The code for both the shunting yard and stack machine have been extracted into a Github repository.

  1. We will use the word “equivalent” a lot in this essay. When we say “equivalent,” we don’t mean structurally identical, we mean functionally identical. For example, the regular expressions 0|1(0|1)* and 0|1|(0|1)*(0|1) are equivalent, because they both describe the same language, the language of binary numbers. We will also sometimes say that an expression is equivalent to a finite-state recognizer. When we do so, we mean that that the expression describes the exact same language that the finite-state recognizer recognizes. 

  2. In common programming jargon, a “regular expression” refers any of a family of pattern-matching and extraction languages, that can match a variety of languages. In computer science, a “regular expression” is a specific pattern matching language that recognizes regular languages only. To avoid confusion, in this essay we will use the word “regex” (plural “regexen”) to refer to the programming construct. 

  3. Be sure to read this paragraph our loud. 

  4. Keen-eyed readers will also note that we’ve added support for prefix operators on top of the existing support for infix and postfix operators. That will come in handy much later. 

  5. automate relies on validatedAndProcessed, a utility function that does some general-purpose processing useful to many of the things we will build along the way. The source code is here. Throughout this essay, we will publish the most important snippets of code, but link to the full source. 

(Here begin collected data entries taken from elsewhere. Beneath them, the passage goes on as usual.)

PR #6193, opened 2025-07-16
Add tooltip for pump down buttons on info view

impaktor:
Do we want this?
I've added it because I can never remember how these buttons work, which might be an indication there's a deeper UI issue. 

Anyway, if we want it I can clean this up and add it to localization. Looks like so now:

https://github.com/user-attachments/assets/3e8a63ea-ddde-41e8-968b-cf22ea6e6064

  6. automate can also take a JavaScript RegExp as an argument and return a recognizer function. This is not central to developing finite-state recognizers, but is sometimes useful when comparing JavaScript regexen to our recognizers. 

  7. Atomic operators take zero arguments, as contrasted with postfix operators that take one argument, or infix operators that take two operators. 

  8. The * operator is named the kleene star, after Stephen Kleene.